--- START ---

PR #924, opened 2023-07-30
Add base methods for iterator serialization

CodyCBakerPhD:
## Motivation

Zarr supports efficient parallelization, and a sister PR (https://github.com/hdmf-dev/hdmf-zarr/pull/111) adds this capability but requires the argument `number_of_jobs` to be propagated from a top level of the `HDMFIO.write` due to the super call at [this line](https://github.com/hdmf-dev/hdmf-zarr/blob/d47fc8249e76a371fff990b07218a088e59ea590/src/hdmf_zarr/backend.py#L203)

It also has a subtle condition in that our iterators (which in this role primarily define how to access data from a source) must be pickleable, so I've defined methods related to that for the `GenericDataChunkIterator` (which for several reasons should be the only type of iterator allowed for usage in parallelization)

An example in practice can be found downstream: https://github.com/catalystneuro/neuroconv/pull/536

## Checklist

- [X] Did you update CHANGELOG.md with your changes?

### DIFF
--- a/pyproject.toml
+++ b/pyproject.toml
@@ -36,7 +36,6 @@ dependencies = [
     "ruamel.yaml>=0.16",
     "scipy>=1.4",
     "importlib-resources; python_version < '3.9'",  # TODO: remove when minimum python version is 3.9
-    "threadpoolct"
 ]
 dynamic = ["version"]
 
--- a/pyproject.toml
+++ b/pyproject.toml
@@ -36,6 +36,7 @@ dependencies = [
     "ruamel.yaml>=0.16",
     "scipy>=1.4",
     "importlib-resources; python_version < '3.9'",  # TODO: remove when minimum python version is 3.9
+    "threadpoolct"
 ]
 dynamic = ["version"]
 
--- a/src/hdmf/backends/io.py
+++ b/src/hdmf/backends/io.py
@@ -75,6 +75,10 @@ class HDMFIO(metaclass=ABCMeta):
         return container
 
     @docval({'name': 'container', 'type': Container, 'doc': 'the Container object to write'},
+            {'name': 'number_of_jobs', 'type': int, 'doc': 'Number of jobs to use in parallel during write (only operates on GenericDataChunkIterator-wrapped datasets).', 'default': 1},
+            {'name': 'number_of_jobs', 'type': int,
+         'doc': "Number of jobs to use in parallel during write (only operates on GenericDataChunkIterator-wrapped datasets).",
+         'default': 1},
             allow_extra=True)
     def write(self, **kwargs):
         """Write a container to the IO source."""
--- a/src/hdmf/backends/io.py
+++ b/src/hdmf/backends/io.py
@@ -75,10 +75,15 @@ class HDMFIO(metaclass=ABCMeta):
         return container
 
     @docval({'name': 'container', 'type': Container, 'doc': 'the Container object to write'},
-            {'name': 'number_of_jobs', 'type': int, 'doc': 'Number of jobs to use in parallel during write (only operates on GenericDataChunkIterator-wrapped datasets).', 'default': 1},
-            {'name': 'number_of_jobs', 'type': int,
-         'doc': "Number of jobs to use in parallel during write (only operates on GenericDataChunkIterator-wrapped datasets).",
-         'default': 1},
+            {
+                "name": "number_of_jobs",
+                "type": int,
+                "doc": (
+                    "Number of jobs to use in parallel during write "
+                    "(only works with GenericDataChunkIterator-wrapped datasets)."
+                ),
+                "default": 1,
+            },
             allow_extra=True)
     def write(self, **kwargs):
         """Write a container to the IO source."""
--- a/src/hdmf/backends/io.py
+++ b/src/hdmf/backends/io.py
@@ -74,17 +74,7 @@ class HDMFIO(metaclass=ABCMeta):
 
         return container
 
-    @docval({'name': 'container', 'type': Container, 'doc': 'the Container object to write'},
-            {
-                "name": "number_of_jobs",
-                "type": int,
-                "doc": (
-                    "Number of jobs to use in parallel during write "
-                    "(only works with GenericDataChunkIterator-wrapped datasets)."
-                ),
-                "default": 1,
-            },
-            allow_extra=True)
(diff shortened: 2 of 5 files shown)


pyproject.toml
```diff
@@ -36,6 +36,7 @@ dependencies = [
     "ruamel.yaml>=0.16",
     "scipy>=1.4",
     "importlib-resources; python_version < '3.9'",  # TODO: remove when minimum python version is 3.9
+    "threadpoolct"
```
CodyCBakerPhD: Do you like to have lower bound versions pinned here?

src/hdmf/common/hdmf-common-schema
CodyCBakerPhD, line 1: Unsure why this file got changed; maybe I just need to update it from the submodule

src/hdmf/data_utils.py
```diff
@@ -241,7 +242,7 @@ def __init__(self, **kwargs):
                 for buffer_axis, maxshape_axis in zip(self.buffer_shape, self.maxshape)
             ],
         )
-        self.buffer_selection_generator = (
+        self.buffer_selections = tuple(  # temporary solution to cast as tuple to allow indexing
```
CodyCBakerPhD: This may be able to be reverted back to the previous state depending on how the actual selection iteration is performed on the Zarr side (TBD)

pyproject.toml
oruebel: @rly thoughts?

src/hdmf/backends/io.py
```diff
@@ -75,6 +75,10 @@ def read(self, **kwargs):
         return container
 
     @docval({'name': 'container', 'type': Container, 'doc': 'the Container object to write'},
+            {'name': 'number_of_jobs', 'type': int, 'doc': 'Number of jobs to use in parallel during write (only operates on GenericDataChunkIterator-wrapped datasets).', 'default': 1},
+            {'name': 'number_of_jobs', 'type': int,
+         'doc': "Number of jobs to use in parallel during write (only operates on GenericDataChunkIterator-wrapped datasets).",
```
oruebel: It looks like the `number_of_jobs` argument is duplicated here. I assume one of these should be removed.

oruebel: Why is this argument needed on HDMFIO? HDMFIO should only expose arguments that we expect all backends to support. If this argument is specific for ZarrIO then we should probably only add it in hdmf-zarr

pyproject.toml
rly: It would be nice to set a lower bound version here unless all versions work fine. You can test it in requirements-min.txt which is used to make sure tests pass with the lower bound version.

rly: Also I think this should be `threadpoolctl`

CodyCBakerPhD: Moved to https://github.com/hdmf-dev/hdmf-zarr/pull/111

src/hdmf/common/hdmf-common-schema
CodyCBakerPhD: Fixed now, guess it was a problem with submodule on fork not syncing

src/hdmf/backends/io.py
CodyCBakerPhD: From the lines

```python
with NWBZarrIO(path=..., mode="w") as io:
    io.write(nwbfile, number_of_jobs=number_of_jobs)
```

leads to

https://github.com/hdmf-dev/hdmf-zarr/blob/d47fc8249e76a371fff990b07218a088e59ea590/src/hdmf_zarr/nwb.py#L14

which since it does not redefine `write` leads to

https://github.com/hdmf-dev/hdmf-zarr/blob/d47fc8249e76a371fff990b07218a088e59ea590/src/hdmf_zarr/backend.py#L200

which then quickly directs to the `super` (which is `HDMFIO`) at

https://github.com/hdmf-dev/hdmf-zarr/blob/d47fc8249e76a371fff990b07218a088e59ea590/src/hdmf_zarr/backend.py#L203

I suppose one way around this could be to set it as an instance attribute on the HDMF-Zarr side; but that feels weird since this is not a property of the `NWBZarrIO` class or object, but is a control parameter over how we want the operation `write` to be performed

src/hdmf/backends/io.py
```diff
@@ -75,6 +75,15 @@ def read(self, **kwargs):
         return container
 
     @docval({'name': 'container', 'type': Container, 'doc': 'the Container object to write'},
+            {
```
rly: @CodyCBakerPhD can you move this to hdmf-zarr?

--- END ---

» ABOUT THIS TASK: All of the records shown above should be reproduced exactly.

» RESPONSE TO THE EXERCISE:
PR #924, opened 2023-07-30
Add base methods for iterator serialization

CodyCBakerPhD:
## Motivation

Zarr supports efficient parallelization, and a sister PR (https://github.com/hdmf-dev/hdmf-zarr/pull/111) adds this capability but requires the argument `number_of_jobs` to be propagated from a top level of the `HDMFIO.write` due to the super call at [this line](https://github.com/hdmf-dev/hdmf-zarr/blob/d47fc8249e76a371fff990b07218a088e59ea590/src/hdmf_zarr/backend.py#L203)

It also has a subtle condition in that our iterators (which in this role primarily define how to access data from a source) must be pickleable, so I've defined methods related to that for the `GenericDataChunkIterator` (which for several reasons should be the only type of iterator allowed for usage in parallelization)

An example in practice can be found downstream: https://github.com/catalystneuro/neuroconv/pull/536

## Checklist

- [X] Did you update CHANGELOG.md with your changes?

### DIFF
--- a/pyproject.toml
+++ b/pyproject.toml
@@ -36,7 +36,6 @@ dependencies = [
     "ruamel.yaml>=0.16",
     "scipy>=1.4",
     "importlib-resources; python_version < '3.9'",  # TODO: remove when minimum python version is 3.9
-    "threadpoolct"
 ]
 dynamic = ["version"]
 
--- a/pyproject.toml
+++ b/pyproject.toml
@@ -36,6 +36,7 @@ dependencies = [
     "ruamel.yaml>=0.16",
     "scipy>=1.4",
     "importlib-resources; python_version < '3.9'",  # TODO: remove when minimum python version is 3.9
+    "threadpoolct"
 ]
 dynamic = ["version"]
 
--- a/src/hdmf/backends/io.py
+++ b/src/hdmf/backends/io.py
@@ -75,6 +75,10 @@ class HDMFIO(metaclass=ABCMeta):
         return container
 
     @docval({'name': 'container', 'type': Container, 'doc': 'the Container object to write'},
+            {'name': 'number_of_jobs', 'type': int, 'doc': 'Number of jobs to use in parallel during write (only operates on GenericDataChunkIterator-wrapped datasets).', 'default': 1},
+            {'name': 'number_of_jobs', 'type': int,
+         'doc': "Number of jobs to use in parallel during write (only operates on GenericDataChunkIterator-wrapped datasets).",
+         'default': 1},
             allow_extra=True)
     def write(self, **kwargs):
         """Write a container to the IO source."""
--- a/src/hdmf/backends/io.py
+++ b/src/hdmf/backends/io.py
@@ -75,10 +75,15 @@ class HDMFIO(metaclass=ABCMeta):
         return container
 
     @docval({'name': 'container', 'type': Container, 'doc': 'the Container object to write'},
-            {'name': 'number_of_jobs', 'type': int, 'doc': 'Number of jobs to use in parallel during write (only operates on GenericDataChunkIterator-wrapped datasets).', 'default': 1},
-            {'name': 'number_of_jobs', 'type': int,
-         'doc': "Number of jobs to use in parallel during write (only operates on GenericDataChunkIterator-wrapped datasets).",
-         'default': 1},
+            {
+                "name": "number_of_jobs",
+                "type": int,
+                "doc": (
+                    "Number of jobs to use in parallel during write "
+                    "(only works with GenericDataChunkIterator-wrapped datasets)."
+                ),
+                "default": 1,
+            },
             allow_extra=True)
     def write(self, **kwargs):
         """Write a container to the IO source."""
--- a/src/hdmf/backends/io.py
+++ b/src/hdmf/backends/io.py
@@ -74,17 +74,7 @@ class HDMFIO(metaclass=ABCMeta):
 
         return container
 
-    @docval({'name': 'container', 'type': Container, 'doc': 'the Container object to write'},
-            {
-                "name": "number_of_jobs",
-                "type": int,
-                "doc": (
-                    "Number of jobs to use in parallel during write "
-                    "(only works with GenericDataChunkIterator-wrapped datasets)."
-                ),
-                "default": 1,
-            },
-            allow_extra=True)
(diff shortened: 2 of 5 files shown)


pyproject.toml
```diff
@@ -36,6 +36,7 @@ dependencies = [
     "ruamel.yaml>=0.16",
     "scipy>=1.4",
     "importlib-resources; python_version < '3.9'",  # TODO: remove when minimum python version is 3.9
+    "threadpoolct"
```
CodyCBakerPhD: Do you like to have lower bound versions pinned here?

src/hdmf/common/hdmf-common-schema
CodyCBakerPhD, line 1: Unsure why this file got changed; maybe I just need to update it from the submodule

src/hdmf/data_utils.py
```diff
@@ -241,7 +242,7 @@ def __init__(self, **kwargs):
                 for buffer_axis, maxshape_axis in zip(self.buffer_shape, self.maxshape)
             ],
         )
-        self.buffer_selection_generator = (
+        self.buffer_selections = tuple(  # temporary solution to cast as tuple to allow indexing
```
CodyCBakerPhD: This may be able to be reverted back to the previous state depending on how the actual selection iteration is performed on the Zarr side (TBD)

pyproject.toml
oruebel: @rly thoughts?

src/hdmf/backends/io.py
```diff
@@ -75,6 +75,10 @@ def read(self, **kwargs):
         return container
 
     @docval({'name': 'container', 'type': Container, 'doc': 'the Container object to write'},
+            {'name': 'number_of_jobs', 'type': int, 'doc': 'Number of jobs to use in parallel during write (only operates on GenericDataChunkIterator-wrapped datasets).', 'default': 1},
+            {'name': 'number_of_jobs', 'type': int,
+         'doc': "Number of jobs to use in parallel during write (only operates on GenericDataChunkIterator-wrapped datasets).",
```
oruebel: It looks like the `number_of_jobs` argument is duplicated here. I assume one of these should be removed.

oruebel: Why is this argument needed on HDMFIO? HDMFIO should only expose arguments that we expect all backends to support. If this argument is specific for ZarrIO then we should probably only add it in hdmf-zarr

pyproject.toml
rly: It would be nice to set a lower bound version here unless all versions work fine. You can test it in requirements-min.txt which is used to make sure tests pass with the lower bound version.

rly: Also I think this should be `threadpoolctl`

CodyCBakerPhD: Moved to https://github.com/hdmf-dev/hdmf-zarr/pull/111

src/hdmf/common/hdmf-common-schema
CodyCBakerPhD: Fixed now, guess it was a problem with submodule on fork not syncing

src/hdmf/backends/io.py
CodyCBakerPhD: From the lines

```python
with NWBZarrIO(path=..., mode="w") as io:
    io.write(nwbfile, number_of_jobs=number_of_jobs)
```

leads to

https://github.com/hdmf-dev/hdmf-zarr/blob/d47fc8249e76a371fff990b07218a088e59ea590/src/hdmf_zarr/nwb.py#L14

which since it does not redefine `write` leads to

https://github.com/hdmf-dev/hdmf-zarr/blob/d47fc8249e76a371fff990b07218a088e59ea590/src/hdmf_zarr/backend.py#L200

which then quickly directs to the `super` (which is `HDMFIO`) at

https://github.com/hdmf-dev/hdmf-zarr/blob/d47fc8249e76a371fff990b07218a088e59ea590/src/hdmf_zarr/backend.py#L203

I suppose one way around this could be to set it as an instance attribute on the HDMF-Zarr side; but that feels weird since this is not a property of the `NWBZarrIO` class or object, but is a control parameter over how we want the operation `write` to be performed

src/hdmf/backends/io.py
```diff
@@ -75,6 +75,15 @@ def read(self, **kwargs):
         return container
 
     @docval({'name': 'container', 'type': Container, 'doc': 'the Container object to write'},
+            {
```
rly: @CodyCBakerPhD can you move this to hdmf-zarr?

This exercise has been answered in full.